───── SUPPLIED RECORDS ─────

PR #420, opened 2023-11-22
Support joining updating data

jbeisen:
Operators that produce updating data (insert/update/delete) previously could not be upstream from the JoinWithExpiration operator. This change modifies the JoinWithExpiration operator to correctly handle updating data.

All join types, excluding inner joins on non-updating inputs, now produce updating data.

The bulk of the changes are in `join_with_expiration.rs`, where we transforms/coerces all data into updating data so that we reuse the same 4 join processors regardless of input type.

Tested by adding new smoke tests and by running the queries through Flink and checking that the outputs are equivalent.

### DIFF
--- a/arroyo-worker/src/operators/join_with_expiration.rs
+++ b/arroyo-worker/src/operators/join_with_expiration.rs
@@ -13,6 +13,10 @@ use crate::engine::Context;
 #[derive(StreamNode)]
 pub struct JoinWithExpiration<
     K: Key,
+    InT1: Data,
+    InT2: Data,
+    P1: IncomingDataProcessor<InT1, T1>,
+    P2: IncomingDataProcessor<InT2, T2>,
     T1: Data,
     T2: Data,
     Output: Data,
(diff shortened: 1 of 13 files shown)


arroyo-worker/src/operators/join_with_expiration.rs
```diff
@@ -21,299 +25,506 @@ pub struct JoinWithExpiration<
     left_expiration: Duration,
     right_expiration: Duration,
     processor: P,
-    _t: PhantomData<(K, T1, T2, Output)>,
+    pub _t: PhantomData<(K, P1, P2, InT1, InT2, T1, T2, Output)>,
```
jacksonrnewhouse, line 28: I think it'd be a cleaner to just have a `new()` method that other parts of the code call, instead of making this pub or pub (crate)

jacksonrnewhouse (approved):
Looks good, one nit and simplifying the generated code.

─────

#### WHAT YOU ARE ASKED TO DO
This exercise requires the entries above to be restated exactly.

#### EXERCISE RESPONSE
PR #420, opened 2023-11-22
Support joining updating data

jbeisen:
Operators that produce updating data (insert/update/delete) previously could not be upstream from the JoinWithExpiration operator. This change modifies the JoinWithExpiration operator to correctly handle updating data.

All join types, excluding inner joins on non-updating inputs, now produce updating data.

The bulk of the changes are in `join_with_expiration.rs`, where we transforms/coerces all data into updating data so that we reuse the same 4 join processors regardless of input type.

Tested by adding new smoke tests and by running the queries through Flink and checking that the outputs are equivalent.

### DIFF
--- a/arroyo-worker/src/operators/join_with_expiration.rs
+++ b/arroyo-worker/src/operators/join_with_expiration.rs
@@ -13,6 +13,10 @@ use crate::engine::Context;
 #[derive(StreamNode)]
 pub struct JoinWithExpiration<
     K: Key,
+    InT1: Data,
+    InT2: Data,
+    P1: IncomingDataProcessor<InT1, T1>,
+    P2: IncomingDataProcessor<InT2, T2>,
     T1: Data,
     T2: Data,
     Output: Data,
(diff shortened: 1 of 13 files shown)


arroyo-worker/src/operators/join_with_expiration.rs
```diff
@@ -21,299 +25,506 @@ pub struct JoinWithExpiration<
     left_expiration: Duration,
     right_expiration: Duration,
     processor: P,
-    _t: PhantomData<(K, T1, T2, Output)>,
+    pub _t: PhantomData<(K, P1, P2, InT1, InT2, T1, T2, Output)>,
```
jacksonrnewhouse, line 28: I think it'd be a cleaner to just have a `new()` method that other parts of the code call, instead of making this pub or pub (crate)

jacksonrnewhouse (approved):
Looks good, one nit and simplifying the generated code.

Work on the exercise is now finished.